[Provided data Boundary: Start]
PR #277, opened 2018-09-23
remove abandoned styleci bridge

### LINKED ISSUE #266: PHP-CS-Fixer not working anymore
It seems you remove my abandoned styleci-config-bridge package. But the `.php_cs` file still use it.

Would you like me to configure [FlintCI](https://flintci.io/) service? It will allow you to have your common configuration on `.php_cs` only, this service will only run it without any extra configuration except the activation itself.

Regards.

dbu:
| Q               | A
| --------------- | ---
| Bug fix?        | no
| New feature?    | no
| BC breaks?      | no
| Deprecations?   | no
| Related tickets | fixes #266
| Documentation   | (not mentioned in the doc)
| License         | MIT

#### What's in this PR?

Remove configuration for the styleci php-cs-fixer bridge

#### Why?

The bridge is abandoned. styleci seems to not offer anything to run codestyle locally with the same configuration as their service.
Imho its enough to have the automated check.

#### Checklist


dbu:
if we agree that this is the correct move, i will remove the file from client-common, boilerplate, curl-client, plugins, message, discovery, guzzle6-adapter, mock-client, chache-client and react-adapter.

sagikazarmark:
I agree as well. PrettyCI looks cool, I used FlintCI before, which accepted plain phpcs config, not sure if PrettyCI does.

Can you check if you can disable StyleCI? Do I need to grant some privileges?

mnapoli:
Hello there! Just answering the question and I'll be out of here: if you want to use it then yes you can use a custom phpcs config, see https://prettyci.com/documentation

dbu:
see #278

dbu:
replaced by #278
[Provided data Boundary: End]
[Provided data Boundary: Start]
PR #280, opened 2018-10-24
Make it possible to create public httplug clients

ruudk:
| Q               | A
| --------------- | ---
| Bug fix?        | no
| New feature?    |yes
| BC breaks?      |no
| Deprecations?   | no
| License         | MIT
[Provided data Boundary: End]
**Work order:** Among the entries, work out how many lines include the word "opened". Answer with that number only.

**Solution for this exercise:** 2